▶ _Exercise directions_:
Starting with the line that contains "I've added an", set down each line through the end of the entries below, exactly and with nothing added.

Stored records
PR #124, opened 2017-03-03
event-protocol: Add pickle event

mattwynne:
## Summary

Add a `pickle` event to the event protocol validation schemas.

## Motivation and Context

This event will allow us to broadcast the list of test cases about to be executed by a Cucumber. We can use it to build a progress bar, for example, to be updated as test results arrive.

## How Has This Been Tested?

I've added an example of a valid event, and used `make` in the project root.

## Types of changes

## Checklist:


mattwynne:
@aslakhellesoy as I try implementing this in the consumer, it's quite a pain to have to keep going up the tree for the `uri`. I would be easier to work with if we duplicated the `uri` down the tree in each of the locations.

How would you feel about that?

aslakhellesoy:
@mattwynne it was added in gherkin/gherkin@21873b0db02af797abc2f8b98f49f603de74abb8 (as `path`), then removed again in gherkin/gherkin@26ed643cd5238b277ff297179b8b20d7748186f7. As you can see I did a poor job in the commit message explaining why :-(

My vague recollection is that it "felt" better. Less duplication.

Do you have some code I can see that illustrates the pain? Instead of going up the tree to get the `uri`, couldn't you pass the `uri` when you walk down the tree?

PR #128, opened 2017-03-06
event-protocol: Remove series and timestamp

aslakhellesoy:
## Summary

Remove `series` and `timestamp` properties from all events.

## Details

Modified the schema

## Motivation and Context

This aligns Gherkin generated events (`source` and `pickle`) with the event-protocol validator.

▶ _Expected answer_:
I've added an example of a valid event, and used `make` in the project root.

## Types of changes

## Checklist:


mattwynne:
@aslakhellesoy as I try implementing this in the consumer, it's quite a pain to have to keep going up the tree for the `uri`. I would be easier to work with if we duplicated the `uri` down the tree in each of the locations.

How would you feel about that?

aslakhellesoy:
@mattwynne it was added in gherkin/gherkin@21873b0db02af797abc2f8b98f49f603de74abb8 (as `path`), then removed again in gherkin/gherkin@26ed643cd5238b277ff297179b8b20d7748186f7. As you can see I did a poor job in the commit message explaining why :-(

My vague recollection is that it "felt" better. Less duplication.

Do you have some code I can see that illustrates the pain? Instead of going up the tree to get the `uri`, couldn't you pass the `uri` when you walk down the tree?

PR #128, opened 2017-03-06
event-protocol: Remove series and timestamp

aslakhellesoy:
## Summary

Remove `series` and `timestamp` properties from all events.

## Details

Modified the schema

## Motivation and Context

This aligns Gherkin generated events (`source` and `pickle`) with the event-protocol validator.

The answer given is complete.